Include in the output exactly the lines from the opening of the data through the line containing "- Enforce global", and nothing more.

*** Provided data Section Begins ***

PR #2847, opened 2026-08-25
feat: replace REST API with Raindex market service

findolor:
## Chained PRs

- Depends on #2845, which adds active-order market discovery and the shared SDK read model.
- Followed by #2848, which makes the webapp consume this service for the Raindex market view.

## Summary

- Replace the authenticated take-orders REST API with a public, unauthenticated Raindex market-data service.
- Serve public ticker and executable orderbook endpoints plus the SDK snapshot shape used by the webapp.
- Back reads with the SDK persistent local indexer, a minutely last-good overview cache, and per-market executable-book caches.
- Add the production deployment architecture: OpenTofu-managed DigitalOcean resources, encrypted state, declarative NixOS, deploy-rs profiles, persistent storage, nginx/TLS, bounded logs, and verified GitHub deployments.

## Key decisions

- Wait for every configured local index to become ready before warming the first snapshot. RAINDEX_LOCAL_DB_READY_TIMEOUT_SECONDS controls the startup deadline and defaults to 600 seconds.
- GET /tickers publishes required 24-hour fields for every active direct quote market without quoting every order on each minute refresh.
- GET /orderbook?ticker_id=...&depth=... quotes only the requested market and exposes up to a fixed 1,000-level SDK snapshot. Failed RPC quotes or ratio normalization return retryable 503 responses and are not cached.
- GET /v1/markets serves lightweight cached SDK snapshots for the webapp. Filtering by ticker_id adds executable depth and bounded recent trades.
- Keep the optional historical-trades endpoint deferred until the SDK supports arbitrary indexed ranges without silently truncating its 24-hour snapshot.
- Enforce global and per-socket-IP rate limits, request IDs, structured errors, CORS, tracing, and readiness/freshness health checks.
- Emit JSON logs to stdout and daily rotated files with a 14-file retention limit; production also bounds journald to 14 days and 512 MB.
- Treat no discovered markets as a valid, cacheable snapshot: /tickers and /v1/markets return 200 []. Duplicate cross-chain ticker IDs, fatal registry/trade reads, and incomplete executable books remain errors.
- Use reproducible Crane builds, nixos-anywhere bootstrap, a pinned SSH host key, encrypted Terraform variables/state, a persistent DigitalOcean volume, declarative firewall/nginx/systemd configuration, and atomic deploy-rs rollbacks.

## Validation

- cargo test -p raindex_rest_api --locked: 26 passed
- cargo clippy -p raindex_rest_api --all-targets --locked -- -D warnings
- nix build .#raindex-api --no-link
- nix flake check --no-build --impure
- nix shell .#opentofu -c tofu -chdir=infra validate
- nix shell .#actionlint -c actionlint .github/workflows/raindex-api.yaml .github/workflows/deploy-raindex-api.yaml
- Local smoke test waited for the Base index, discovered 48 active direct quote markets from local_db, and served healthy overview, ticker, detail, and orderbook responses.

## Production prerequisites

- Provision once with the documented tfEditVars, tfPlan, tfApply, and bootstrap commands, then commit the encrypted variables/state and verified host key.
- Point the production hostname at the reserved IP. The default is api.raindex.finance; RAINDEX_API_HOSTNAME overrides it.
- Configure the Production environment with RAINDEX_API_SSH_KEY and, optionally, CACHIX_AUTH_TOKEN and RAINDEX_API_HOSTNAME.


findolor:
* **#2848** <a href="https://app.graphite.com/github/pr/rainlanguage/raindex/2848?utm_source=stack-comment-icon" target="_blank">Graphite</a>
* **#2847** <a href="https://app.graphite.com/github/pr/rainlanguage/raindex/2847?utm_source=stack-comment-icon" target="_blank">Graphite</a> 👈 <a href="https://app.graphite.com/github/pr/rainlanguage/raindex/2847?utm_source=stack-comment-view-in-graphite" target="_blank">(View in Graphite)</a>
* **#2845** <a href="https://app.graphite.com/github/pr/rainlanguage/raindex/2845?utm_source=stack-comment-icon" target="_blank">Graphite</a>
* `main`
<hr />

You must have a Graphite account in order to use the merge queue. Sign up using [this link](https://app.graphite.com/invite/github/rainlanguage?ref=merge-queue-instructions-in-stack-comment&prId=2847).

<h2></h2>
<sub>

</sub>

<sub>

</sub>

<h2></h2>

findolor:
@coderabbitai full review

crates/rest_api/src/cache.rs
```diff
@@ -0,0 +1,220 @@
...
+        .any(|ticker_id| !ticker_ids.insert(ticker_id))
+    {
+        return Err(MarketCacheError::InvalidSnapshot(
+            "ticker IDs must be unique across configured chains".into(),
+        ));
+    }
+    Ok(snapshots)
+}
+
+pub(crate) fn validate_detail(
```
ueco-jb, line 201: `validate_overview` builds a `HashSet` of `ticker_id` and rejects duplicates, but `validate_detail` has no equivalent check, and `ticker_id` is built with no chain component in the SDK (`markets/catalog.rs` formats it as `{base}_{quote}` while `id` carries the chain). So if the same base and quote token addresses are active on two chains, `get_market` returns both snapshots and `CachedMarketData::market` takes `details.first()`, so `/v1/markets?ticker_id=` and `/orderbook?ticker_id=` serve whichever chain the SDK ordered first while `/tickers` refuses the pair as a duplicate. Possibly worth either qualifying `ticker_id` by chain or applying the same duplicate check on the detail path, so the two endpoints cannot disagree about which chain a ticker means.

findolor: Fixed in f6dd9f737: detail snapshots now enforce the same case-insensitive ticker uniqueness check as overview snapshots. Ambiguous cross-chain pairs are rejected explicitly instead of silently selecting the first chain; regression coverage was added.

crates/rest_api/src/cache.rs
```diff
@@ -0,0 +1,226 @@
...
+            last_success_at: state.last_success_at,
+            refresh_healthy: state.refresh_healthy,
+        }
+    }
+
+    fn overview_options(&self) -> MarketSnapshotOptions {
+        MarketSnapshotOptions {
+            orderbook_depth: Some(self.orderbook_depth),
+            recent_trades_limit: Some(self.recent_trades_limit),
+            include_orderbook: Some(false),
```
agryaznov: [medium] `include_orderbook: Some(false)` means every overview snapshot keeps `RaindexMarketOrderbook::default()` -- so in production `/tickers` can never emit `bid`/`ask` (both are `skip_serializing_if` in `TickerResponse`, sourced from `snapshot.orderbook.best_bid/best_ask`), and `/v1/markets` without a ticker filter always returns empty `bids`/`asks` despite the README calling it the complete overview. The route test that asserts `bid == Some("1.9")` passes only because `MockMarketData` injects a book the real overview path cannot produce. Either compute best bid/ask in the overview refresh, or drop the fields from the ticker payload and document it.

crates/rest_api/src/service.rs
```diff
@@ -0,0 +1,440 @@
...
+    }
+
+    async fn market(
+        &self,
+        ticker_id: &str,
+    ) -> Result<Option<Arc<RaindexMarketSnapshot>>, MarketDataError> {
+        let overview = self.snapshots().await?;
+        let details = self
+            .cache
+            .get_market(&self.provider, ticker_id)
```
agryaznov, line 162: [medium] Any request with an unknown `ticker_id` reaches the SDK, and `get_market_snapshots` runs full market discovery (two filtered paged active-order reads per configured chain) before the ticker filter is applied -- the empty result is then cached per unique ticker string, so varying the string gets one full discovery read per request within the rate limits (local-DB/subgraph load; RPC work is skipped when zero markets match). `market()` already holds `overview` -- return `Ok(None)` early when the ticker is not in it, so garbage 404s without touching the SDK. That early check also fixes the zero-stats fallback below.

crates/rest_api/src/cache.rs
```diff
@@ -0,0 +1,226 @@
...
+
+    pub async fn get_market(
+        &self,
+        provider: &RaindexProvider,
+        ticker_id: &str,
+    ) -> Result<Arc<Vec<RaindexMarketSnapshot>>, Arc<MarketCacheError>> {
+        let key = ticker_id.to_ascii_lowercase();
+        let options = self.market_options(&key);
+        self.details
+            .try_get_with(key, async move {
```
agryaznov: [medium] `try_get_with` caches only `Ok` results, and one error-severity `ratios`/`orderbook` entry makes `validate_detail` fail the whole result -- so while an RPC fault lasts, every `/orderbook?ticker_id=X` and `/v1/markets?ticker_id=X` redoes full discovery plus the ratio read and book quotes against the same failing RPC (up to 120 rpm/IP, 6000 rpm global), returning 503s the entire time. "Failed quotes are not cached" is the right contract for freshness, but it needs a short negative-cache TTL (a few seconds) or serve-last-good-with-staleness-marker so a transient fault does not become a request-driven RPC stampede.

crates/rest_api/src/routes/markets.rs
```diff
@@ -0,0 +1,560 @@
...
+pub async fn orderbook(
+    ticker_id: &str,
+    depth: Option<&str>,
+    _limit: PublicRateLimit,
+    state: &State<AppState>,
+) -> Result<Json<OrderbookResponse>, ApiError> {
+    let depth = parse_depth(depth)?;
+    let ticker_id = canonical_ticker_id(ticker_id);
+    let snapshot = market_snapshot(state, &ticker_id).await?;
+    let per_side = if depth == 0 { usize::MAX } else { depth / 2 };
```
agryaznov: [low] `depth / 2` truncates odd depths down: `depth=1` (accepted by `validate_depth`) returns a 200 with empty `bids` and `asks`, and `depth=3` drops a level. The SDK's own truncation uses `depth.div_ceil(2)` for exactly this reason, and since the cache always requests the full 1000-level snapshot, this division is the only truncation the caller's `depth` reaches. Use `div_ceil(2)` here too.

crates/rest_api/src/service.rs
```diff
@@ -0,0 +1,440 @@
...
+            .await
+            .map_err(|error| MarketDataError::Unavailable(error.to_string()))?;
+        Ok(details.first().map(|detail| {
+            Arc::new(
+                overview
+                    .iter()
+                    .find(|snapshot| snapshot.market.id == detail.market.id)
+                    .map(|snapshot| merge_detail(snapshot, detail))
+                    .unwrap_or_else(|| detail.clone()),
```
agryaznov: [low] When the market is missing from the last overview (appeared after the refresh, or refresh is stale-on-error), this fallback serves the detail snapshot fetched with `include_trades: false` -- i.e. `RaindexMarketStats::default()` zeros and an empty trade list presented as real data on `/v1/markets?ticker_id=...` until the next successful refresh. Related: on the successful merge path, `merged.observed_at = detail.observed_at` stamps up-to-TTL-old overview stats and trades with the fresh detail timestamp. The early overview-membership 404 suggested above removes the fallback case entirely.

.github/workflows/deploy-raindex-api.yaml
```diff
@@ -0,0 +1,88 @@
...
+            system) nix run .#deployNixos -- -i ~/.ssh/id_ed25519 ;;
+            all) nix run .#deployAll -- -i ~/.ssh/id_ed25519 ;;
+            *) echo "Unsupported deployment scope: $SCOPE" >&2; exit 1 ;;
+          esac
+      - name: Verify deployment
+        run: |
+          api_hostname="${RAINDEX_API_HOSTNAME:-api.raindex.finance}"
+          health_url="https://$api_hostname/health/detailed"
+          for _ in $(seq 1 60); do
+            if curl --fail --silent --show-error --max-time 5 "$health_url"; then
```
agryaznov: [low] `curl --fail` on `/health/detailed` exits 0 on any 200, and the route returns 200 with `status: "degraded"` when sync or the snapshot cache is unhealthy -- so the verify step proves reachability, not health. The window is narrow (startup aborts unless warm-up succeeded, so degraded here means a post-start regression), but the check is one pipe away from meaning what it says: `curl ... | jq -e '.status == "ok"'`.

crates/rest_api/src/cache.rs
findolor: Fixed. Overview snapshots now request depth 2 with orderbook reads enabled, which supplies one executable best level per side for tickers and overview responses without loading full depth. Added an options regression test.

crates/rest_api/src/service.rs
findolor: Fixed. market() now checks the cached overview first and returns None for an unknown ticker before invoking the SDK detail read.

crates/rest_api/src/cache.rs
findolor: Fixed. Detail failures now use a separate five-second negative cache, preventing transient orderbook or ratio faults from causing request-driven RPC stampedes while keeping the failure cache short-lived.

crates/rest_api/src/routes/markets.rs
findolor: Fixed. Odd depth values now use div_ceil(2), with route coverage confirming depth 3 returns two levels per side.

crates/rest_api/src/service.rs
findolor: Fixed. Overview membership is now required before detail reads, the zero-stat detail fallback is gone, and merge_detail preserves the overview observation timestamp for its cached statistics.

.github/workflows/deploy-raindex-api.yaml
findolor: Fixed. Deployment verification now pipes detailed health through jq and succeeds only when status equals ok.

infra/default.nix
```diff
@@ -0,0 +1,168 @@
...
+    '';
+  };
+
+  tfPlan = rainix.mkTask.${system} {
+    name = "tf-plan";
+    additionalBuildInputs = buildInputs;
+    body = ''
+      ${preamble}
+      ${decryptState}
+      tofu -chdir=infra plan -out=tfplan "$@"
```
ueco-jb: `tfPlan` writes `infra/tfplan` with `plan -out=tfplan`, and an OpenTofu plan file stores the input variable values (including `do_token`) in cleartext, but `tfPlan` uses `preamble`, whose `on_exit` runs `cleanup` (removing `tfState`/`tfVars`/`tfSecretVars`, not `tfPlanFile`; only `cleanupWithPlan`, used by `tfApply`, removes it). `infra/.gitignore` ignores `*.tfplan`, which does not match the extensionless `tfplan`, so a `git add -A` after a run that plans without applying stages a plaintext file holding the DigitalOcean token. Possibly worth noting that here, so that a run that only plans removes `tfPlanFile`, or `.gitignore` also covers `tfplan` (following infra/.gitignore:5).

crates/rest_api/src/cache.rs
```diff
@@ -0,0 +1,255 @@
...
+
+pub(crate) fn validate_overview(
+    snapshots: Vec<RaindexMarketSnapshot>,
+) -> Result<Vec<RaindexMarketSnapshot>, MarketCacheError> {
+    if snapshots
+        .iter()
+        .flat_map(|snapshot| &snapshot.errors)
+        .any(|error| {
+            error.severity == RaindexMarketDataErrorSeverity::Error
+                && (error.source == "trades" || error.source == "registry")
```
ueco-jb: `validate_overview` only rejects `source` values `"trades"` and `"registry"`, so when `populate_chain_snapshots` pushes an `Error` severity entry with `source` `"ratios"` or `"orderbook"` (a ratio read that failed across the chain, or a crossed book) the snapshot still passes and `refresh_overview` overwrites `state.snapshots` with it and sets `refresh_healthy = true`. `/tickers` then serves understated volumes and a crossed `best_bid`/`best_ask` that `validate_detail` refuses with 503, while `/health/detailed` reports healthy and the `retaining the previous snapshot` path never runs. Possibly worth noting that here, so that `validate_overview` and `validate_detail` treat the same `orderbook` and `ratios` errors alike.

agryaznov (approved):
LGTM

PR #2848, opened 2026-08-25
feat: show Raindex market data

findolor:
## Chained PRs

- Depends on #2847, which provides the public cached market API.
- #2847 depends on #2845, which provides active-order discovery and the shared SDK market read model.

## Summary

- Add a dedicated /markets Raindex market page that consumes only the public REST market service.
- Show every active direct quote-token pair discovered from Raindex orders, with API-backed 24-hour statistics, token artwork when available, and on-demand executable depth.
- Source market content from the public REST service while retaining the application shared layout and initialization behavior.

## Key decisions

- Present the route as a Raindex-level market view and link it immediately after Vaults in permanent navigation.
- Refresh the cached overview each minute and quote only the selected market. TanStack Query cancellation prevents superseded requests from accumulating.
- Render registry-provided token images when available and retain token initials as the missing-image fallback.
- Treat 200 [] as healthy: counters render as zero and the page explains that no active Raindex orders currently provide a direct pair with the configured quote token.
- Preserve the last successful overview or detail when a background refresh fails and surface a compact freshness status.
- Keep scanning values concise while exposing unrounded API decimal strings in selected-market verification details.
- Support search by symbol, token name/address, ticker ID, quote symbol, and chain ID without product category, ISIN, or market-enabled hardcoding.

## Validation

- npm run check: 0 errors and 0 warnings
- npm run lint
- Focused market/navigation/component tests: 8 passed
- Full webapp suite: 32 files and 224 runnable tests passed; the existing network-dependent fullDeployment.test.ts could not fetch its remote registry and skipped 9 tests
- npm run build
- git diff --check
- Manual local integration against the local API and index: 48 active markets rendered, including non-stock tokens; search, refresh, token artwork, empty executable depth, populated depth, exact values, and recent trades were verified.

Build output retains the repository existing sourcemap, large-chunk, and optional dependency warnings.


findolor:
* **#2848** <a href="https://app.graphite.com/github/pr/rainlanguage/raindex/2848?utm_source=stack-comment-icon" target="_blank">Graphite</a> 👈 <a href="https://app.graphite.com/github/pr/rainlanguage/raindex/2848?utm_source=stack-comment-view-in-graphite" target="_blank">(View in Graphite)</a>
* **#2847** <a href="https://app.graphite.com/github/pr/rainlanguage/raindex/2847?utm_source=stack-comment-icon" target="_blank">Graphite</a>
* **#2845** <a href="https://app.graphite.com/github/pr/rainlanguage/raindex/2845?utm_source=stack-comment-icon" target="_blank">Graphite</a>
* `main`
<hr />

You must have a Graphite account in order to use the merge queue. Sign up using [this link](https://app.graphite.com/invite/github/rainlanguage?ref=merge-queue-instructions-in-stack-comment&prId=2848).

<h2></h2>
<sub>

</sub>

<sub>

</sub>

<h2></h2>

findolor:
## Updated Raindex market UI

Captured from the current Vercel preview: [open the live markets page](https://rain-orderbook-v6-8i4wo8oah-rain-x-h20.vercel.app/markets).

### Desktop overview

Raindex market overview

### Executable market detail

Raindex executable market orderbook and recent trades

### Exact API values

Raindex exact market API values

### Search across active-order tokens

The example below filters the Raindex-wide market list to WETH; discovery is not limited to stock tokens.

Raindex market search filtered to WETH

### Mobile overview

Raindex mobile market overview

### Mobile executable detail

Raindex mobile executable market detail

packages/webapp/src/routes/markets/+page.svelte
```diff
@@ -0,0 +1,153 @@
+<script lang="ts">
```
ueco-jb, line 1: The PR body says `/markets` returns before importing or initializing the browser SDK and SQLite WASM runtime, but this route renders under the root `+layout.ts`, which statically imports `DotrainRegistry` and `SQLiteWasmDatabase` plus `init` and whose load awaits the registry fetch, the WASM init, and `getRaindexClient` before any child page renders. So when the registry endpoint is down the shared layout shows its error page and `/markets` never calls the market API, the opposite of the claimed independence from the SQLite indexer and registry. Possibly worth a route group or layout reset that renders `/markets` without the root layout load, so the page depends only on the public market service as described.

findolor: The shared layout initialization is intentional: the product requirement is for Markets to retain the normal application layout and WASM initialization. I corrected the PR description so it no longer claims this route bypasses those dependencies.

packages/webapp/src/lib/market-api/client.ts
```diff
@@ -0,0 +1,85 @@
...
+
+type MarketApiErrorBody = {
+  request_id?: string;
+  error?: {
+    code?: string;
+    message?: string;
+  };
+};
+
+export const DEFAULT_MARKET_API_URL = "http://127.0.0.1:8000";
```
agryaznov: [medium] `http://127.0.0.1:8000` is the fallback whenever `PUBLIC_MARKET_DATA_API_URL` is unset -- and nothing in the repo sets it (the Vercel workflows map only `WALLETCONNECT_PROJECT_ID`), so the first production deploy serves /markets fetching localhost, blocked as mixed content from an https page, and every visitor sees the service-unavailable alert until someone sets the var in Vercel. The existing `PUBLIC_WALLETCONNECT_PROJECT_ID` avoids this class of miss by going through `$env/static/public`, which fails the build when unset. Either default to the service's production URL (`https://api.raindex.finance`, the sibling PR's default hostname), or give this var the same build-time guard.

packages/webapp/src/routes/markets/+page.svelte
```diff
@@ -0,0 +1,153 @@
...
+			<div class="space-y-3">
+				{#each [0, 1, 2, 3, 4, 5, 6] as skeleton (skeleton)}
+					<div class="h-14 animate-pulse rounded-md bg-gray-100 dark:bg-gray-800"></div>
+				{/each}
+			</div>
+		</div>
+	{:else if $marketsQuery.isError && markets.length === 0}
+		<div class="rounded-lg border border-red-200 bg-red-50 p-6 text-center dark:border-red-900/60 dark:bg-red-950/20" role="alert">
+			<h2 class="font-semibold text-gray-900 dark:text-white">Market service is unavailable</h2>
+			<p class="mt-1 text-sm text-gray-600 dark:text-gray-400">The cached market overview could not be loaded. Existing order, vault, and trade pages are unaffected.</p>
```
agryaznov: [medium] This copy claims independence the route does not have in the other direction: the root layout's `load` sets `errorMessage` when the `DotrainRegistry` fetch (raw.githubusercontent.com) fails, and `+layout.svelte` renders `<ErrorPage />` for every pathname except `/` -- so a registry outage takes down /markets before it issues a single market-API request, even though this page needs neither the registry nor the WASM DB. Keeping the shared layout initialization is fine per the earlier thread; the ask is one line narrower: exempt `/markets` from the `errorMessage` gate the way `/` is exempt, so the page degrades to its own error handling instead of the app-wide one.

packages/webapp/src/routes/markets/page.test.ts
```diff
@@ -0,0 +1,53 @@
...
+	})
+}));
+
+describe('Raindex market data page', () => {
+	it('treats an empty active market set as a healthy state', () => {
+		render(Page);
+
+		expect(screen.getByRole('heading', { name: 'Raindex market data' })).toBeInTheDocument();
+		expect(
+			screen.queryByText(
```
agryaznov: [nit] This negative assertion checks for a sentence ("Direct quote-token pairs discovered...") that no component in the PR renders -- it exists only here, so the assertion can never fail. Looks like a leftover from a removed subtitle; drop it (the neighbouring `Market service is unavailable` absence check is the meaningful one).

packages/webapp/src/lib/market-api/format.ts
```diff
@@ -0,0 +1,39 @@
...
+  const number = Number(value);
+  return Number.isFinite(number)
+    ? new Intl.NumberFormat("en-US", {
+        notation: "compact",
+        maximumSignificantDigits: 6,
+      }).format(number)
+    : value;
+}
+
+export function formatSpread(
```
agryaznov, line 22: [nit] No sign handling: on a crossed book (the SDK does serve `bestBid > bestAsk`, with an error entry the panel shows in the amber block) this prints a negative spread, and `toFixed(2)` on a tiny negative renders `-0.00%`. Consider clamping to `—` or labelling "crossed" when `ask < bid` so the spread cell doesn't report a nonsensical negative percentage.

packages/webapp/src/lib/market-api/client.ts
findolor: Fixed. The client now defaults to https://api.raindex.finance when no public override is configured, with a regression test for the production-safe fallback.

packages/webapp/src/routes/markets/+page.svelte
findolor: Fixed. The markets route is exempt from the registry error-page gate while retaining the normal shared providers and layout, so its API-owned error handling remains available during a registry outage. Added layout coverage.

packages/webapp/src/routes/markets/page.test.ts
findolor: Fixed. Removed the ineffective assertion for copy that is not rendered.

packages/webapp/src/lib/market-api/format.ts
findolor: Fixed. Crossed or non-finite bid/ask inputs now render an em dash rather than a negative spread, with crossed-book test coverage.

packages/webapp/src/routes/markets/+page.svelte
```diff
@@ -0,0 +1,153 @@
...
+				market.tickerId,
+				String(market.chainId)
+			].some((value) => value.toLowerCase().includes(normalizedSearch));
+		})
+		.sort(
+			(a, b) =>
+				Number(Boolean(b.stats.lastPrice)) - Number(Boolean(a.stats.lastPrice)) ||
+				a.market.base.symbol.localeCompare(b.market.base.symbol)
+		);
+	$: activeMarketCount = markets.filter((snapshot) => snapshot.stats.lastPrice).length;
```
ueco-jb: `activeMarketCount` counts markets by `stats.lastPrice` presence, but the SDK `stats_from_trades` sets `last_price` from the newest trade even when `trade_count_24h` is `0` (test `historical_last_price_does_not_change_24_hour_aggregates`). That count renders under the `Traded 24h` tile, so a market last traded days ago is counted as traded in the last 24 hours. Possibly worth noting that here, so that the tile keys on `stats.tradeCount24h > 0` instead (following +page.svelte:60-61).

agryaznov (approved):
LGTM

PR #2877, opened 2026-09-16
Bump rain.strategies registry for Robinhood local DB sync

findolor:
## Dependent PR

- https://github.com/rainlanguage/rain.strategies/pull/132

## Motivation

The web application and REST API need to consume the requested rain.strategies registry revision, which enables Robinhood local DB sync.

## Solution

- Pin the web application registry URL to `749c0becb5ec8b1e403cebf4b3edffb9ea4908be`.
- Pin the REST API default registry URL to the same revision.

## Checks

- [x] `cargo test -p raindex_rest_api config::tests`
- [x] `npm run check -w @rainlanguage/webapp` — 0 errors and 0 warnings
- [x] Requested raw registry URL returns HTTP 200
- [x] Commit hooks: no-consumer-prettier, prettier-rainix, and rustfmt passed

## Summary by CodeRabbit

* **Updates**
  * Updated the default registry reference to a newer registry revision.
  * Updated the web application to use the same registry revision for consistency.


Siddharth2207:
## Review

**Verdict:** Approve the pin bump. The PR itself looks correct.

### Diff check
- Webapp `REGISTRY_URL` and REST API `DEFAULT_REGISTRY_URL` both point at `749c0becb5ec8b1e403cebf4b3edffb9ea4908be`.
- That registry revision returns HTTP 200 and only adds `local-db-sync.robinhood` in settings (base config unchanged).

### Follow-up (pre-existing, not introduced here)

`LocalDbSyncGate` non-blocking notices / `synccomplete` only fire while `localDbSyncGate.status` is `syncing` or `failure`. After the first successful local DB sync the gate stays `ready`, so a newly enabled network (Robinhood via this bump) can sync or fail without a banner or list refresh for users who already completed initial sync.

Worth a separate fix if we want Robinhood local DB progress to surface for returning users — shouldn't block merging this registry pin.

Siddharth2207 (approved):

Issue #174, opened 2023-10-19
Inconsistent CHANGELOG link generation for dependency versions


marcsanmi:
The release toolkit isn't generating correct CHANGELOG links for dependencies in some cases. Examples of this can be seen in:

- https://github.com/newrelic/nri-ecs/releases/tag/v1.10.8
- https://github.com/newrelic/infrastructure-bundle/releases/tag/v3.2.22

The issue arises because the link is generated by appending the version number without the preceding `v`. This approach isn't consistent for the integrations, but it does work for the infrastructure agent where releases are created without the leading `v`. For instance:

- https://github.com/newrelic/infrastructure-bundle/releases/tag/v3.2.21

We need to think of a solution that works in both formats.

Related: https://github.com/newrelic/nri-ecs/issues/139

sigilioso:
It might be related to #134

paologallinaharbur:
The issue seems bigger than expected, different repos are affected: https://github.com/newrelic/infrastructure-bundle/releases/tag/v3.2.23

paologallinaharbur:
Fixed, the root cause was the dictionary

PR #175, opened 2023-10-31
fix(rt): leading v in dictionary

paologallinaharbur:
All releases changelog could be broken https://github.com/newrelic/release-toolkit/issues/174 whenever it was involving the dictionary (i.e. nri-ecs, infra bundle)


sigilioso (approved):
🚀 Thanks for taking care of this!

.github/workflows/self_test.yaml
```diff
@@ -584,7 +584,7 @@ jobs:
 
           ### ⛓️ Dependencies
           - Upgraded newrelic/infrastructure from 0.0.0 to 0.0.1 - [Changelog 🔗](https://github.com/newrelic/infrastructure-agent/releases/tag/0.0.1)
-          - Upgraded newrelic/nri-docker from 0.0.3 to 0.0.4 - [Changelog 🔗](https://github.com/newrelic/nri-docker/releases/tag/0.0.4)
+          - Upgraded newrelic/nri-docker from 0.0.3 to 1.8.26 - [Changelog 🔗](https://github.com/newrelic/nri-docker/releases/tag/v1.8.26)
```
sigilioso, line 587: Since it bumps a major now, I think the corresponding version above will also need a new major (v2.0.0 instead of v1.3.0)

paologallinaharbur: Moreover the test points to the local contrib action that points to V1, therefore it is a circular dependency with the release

*** Provided data Section Ends ***

▶ _Response to the task_:
PR #2847, opened 2026-08-25
feat: replace REST API with Raindex market service

findolor:
## Chained PRs

- Depends on #2845, which adds active-order market discovery and the shared SDK read model.
- Followed by #2848, which makes the webapp consume this service for the Raindex market view.

## Summary

- Replace the authenticated take-orders REST API with a public, unauthenticated Raindex market-data service.
- Serve public ticker and executable orderbook endpoints plus the SDK snapshot shape used by the webapp.
- Back reads with the SDK persistent local indexer, a minutely last-good overview cache, and per-market executable-book caches.
- Add the production deployment architecture: OpenTofu-managed DigitalOcean resources, encrypted state, declarative NixOS, deploy-rs profiles, persistent storage, nginx/TLS, bounded logs, and verified GitHub deployments.

## Key decisions

- Wait for every configured local index to become ready before warming the first snapshot. RAINDEX_LOCAL_DB_READY_TIMEOUT_SECONDS controls the startup deadline and defaults to 600 seconds.
- GET /tickers publishes required 24-hour fields for every active direct quote market without quoting every order on each minute refresh.
- GET /orderbook?ticker_id=...&depth=... quotes only the requested market and exposes up to a fixed 1,000-level SDK snapshot. Failed RPC quotes or ratio normalization return retryable 503 responses and are not cached.
- GET /v1/markets serves lightweight cached SDK snapshots for the webapp. Filtering by ticker_id adds executable depth and bounded recent trades.
- Keep the optional historical-trades endpoint deferred until the SDK supports arbitrary indexed ranges without silently truncating its 24-hour snapshot.
- Enforce global and per-socket-IP rate limits, request IDs, structured errors, CORS, tracing, and readiness/freshness health checks.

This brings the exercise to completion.